**DESCRIPTION OF THE TASK**
Below are entries; work out how many of their lines hold "more", giving only that number.
DATA FOR THIS EXERCISE Block Start
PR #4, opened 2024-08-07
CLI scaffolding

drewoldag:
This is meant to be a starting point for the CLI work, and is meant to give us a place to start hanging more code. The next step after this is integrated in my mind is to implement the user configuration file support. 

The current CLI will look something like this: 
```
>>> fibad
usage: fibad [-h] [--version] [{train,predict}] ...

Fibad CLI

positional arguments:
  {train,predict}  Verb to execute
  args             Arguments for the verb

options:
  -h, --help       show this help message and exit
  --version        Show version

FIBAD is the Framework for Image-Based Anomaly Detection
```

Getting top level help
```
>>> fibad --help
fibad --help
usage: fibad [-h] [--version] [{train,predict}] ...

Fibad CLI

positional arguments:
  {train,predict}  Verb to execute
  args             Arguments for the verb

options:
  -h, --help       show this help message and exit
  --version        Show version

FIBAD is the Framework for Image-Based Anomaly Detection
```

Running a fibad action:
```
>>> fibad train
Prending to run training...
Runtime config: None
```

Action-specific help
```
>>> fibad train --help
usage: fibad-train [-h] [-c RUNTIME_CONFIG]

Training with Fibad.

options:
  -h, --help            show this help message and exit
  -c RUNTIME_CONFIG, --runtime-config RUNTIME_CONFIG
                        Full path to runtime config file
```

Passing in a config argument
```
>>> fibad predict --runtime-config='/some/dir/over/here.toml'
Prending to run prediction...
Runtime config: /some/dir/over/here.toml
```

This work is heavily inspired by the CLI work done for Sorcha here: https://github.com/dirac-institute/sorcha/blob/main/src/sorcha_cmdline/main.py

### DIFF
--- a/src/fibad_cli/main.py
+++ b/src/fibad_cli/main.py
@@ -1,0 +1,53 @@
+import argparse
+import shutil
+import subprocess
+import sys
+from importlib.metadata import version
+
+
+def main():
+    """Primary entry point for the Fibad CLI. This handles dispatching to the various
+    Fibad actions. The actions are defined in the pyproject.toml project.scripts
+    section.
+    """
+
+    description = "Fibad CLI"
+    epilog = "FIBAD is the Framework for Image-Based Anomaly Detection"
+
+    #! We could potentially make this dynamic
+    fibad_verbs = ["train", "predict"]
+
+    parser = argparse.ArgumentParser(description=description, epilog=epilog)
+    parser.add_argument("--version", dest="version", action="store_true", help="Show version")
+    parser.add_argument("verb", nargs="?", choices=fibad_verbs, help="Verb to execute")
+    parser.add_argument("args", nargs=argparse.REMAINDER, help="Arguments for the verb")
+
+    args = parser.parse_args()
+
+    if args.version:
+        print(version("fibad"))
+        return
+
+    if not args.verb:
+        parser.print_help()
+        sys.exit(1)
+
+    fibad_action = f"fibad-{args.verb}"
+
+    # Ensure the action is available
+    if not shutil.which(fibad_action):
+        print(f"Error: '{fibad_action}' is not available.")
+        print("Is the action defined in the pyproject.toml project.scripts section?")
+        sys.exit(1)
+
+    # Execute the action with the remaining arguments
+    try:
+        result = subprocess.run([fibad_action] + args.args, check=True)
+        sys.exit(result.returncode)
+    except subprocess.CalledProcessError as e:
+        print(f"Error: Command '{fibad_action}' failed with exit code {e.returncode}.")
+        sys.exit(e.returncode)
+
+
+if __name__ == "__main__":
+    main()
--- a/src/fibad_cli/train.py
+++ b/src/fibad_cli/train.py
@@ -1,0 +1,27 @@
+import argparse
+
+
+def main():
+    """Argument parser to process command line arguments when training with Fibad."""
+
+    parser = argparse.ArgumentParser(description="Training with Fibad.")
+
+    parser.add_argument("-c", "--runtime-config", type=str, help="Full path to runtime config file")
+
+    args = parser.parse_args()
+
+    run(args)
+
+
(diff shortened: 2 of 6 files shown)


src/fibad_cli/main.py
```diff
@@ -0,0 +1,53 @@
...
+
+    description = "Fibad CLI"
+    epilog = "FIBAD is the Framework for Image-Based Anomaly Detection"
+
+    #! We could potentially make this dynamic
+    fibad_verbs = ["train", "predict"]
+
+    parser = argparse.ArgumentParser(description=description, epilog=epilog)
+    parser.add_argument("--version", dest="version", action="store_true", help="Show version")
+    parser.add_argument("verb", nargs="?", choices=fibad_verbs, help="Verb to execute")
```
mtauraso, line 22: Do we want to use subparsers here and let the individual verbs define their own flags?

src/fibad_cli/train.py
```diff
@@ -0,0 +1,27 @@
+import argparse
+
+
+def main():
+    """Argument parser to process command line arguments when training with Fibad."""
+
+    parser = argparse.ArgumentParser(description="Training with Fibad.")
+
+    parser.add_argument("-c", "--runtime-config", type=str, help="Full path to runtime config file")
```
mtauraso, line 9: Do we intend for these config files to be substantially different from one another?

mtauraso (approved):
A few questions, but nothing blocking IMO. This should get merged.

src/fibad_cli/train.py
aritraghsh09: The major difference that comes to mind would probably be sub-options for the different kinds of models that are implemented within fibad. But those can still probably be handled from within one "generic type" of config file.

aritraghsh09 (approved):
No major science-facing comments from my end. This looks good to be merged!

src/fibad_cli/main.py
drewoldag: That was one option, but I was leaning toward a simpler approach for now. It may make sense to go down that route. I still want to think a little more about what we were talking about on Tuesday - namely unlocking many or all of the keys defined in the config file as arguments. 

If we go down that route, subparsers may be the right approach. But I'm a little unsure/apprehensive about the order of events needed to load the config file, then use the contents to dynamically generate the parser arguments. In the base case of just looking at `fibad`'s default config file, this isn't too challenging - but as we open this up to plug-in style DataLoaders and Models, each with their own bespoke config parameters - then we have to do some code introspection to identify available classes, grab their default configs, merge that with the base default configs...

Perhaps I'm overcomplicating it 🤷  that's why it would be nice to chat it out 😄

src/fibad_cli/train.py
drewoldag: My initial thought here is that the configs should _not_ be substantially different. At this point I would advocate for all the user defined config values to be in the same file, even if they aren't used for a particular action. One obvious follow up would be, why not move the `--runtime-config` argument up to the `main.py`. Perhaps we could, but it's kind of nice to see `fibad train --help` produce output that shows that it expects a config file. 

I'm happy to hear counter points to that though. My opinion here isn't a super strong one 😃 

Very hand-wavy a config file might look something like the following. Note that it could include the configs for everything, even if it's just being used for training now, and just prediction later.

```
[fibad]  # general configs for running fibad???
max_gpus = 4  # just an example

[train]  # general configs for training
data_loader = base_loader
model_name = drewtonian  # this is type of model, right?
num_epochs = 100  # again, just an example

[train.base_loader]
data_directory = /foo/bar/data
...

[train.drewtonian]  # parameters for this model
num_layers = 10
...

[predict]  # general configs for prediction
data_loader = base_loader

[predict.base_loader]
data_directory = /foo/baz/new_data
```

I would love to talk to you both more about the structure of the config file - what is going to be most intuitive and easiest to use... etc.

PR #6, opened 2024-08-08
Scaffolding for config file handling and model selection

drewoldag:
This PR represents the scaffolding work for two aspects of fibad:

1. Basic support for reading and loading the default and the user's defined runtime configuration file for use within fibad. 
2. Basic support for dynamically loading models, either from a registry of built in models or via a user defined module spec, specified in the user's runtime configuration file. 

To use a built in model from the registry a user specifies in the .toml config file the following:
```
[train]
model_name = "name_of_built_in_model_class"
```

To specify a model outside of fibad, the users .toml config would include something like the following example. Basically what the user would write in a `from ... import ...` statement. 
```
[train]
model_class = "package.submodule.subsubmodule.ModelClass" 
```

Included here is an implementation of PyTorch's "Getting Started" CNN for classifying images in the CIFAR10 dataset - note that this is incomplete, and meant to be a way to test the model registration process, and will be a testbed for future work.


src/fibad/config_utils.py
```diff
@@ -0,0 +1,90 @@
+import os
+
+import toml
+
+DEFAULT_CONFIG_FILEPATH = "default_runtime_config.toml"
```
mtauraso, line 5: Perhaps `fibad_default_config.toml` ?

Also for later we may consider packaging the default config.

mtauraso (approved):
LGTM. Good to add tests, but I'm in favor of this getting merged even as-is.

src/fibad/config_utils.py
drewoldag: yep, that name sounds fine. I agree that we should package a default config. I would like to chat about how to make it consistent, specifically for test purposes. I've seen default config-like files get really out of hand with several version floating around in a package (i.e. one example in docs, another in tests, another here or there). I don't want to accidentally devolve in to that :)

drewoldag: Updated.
DATA FOR THIS EXERCISE Block End
DATA FOR THIS EXERCISE Block Start
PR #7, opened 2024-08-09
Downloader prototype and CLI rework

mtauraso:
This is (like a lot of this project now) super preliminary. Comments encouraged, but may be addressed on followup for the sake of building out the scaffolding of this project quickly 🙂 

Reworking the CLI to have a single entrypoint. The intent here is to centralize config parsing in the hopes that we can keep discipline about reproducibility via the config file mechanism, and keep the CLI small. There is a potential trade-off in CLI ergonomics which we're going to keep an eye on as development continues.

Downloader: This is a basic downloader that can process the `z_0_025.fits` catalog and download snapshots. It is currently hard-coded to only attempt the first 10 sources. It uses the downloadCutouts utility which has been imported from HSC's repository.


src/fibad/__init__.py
DATA FOR THIS EXERCISE Block End
DATA FOR THIS EXERCISE Block Start
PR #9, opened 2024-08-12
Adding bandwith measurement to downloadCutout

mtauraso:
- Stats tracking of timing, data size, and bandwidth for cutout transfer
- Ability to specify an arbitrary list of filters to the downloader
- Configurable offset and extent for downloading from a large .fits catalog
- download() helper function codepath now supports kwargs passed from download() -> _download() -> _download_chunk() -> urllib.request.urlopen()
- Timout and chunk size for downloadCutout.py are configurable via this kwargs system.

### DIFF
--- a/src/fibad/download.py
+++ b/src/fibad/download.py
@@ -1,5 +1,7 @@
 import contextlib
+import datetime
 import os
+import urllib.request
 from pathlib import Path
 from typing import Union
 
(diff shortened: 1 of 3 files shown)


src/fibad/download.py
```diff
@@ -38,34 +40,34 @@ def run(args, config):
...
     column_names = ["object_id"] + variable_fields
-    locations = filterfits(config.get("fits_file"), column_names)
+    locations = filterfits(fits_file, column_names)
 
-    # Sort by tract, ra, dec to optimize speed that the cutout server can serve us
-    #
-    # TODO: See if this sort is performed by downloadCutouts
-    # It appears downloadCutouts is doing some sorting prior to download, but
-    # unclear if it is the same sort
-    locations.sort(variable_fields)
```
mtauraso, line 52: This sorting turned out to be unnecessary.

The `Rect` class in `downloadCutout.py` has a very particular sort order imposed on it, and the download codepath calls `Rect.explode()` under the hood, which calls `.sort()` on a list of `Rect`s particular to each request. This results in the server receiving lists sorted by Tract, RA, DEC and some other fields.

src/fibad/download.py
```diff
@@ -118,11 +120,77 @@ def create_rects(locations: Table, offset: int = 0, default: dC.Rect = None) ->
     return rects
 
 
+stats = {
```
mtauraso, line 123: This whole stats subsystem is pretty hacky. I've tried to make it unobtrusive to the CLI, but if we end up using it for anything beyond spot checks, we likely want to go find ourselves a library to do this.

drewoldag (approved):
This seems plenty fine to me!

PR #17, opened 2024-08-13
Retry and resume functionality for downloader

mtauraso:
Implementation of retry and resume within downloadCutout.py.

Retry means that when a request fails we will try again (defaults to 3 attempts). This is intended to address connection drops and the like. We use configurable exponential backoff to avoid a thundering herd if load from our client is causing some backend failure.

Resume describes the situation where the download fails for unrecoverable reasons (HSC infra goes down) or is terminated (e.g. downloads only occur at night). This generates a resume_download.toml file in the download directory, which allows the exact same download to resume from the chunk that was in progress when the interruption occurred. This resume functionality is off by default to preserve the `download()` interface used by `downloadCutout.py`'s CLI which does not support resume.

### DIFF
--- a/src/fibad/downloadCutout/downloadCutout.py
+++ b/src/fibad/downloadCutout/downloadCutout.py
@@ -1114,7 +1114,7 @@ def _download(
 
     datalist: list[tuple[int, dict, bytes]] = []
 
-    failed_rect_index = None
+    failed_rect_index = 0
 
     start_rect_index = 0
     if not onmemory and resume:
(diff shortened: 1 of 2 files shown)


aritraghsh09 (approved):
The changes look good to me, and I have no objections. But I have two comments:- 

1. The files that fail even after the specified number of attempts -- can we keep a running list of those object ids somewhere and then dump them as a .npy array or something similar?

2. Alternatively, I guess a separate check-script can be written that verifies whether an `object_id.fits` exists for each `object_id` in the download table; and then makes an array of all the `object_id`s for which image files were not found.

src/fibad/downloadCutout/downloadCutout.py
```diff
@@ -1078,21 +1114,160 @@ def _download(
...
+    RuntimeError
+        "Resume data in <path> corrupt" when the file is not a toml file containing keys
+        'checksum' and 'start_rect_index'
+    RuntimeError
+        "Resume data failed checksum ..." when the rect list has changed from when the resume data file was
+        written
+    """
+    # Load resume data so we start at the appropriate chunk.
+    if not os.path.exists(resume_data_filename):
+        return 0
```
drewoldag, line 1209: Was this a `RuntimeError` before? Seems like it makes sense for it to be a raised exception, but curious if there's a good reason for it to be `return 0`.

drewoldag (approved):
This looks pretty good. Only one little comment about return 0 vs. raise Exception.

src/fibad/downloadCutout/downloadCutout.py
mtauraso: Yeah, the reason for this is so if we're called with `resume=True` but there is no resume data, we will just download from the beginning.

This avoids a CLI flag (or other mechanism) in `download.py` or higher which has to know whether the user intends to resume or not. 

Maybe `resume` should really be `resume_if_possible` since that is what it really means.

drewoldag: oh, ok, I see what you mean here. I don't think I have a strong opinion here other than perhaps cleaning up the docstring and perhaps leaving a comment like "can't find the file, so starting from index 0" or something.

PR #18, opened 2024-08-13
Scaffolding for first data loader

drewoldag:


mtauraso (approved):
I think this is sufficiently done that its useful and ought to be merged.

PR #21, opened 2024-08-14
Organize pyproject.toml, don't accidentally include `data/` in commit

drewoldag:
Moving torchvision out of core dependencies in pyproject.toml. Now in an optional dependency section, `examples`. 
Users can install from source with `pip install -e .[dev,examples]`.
DATA FOR THIS EXERCISE Block End
**OUTPUT FOR THIS TASK**
3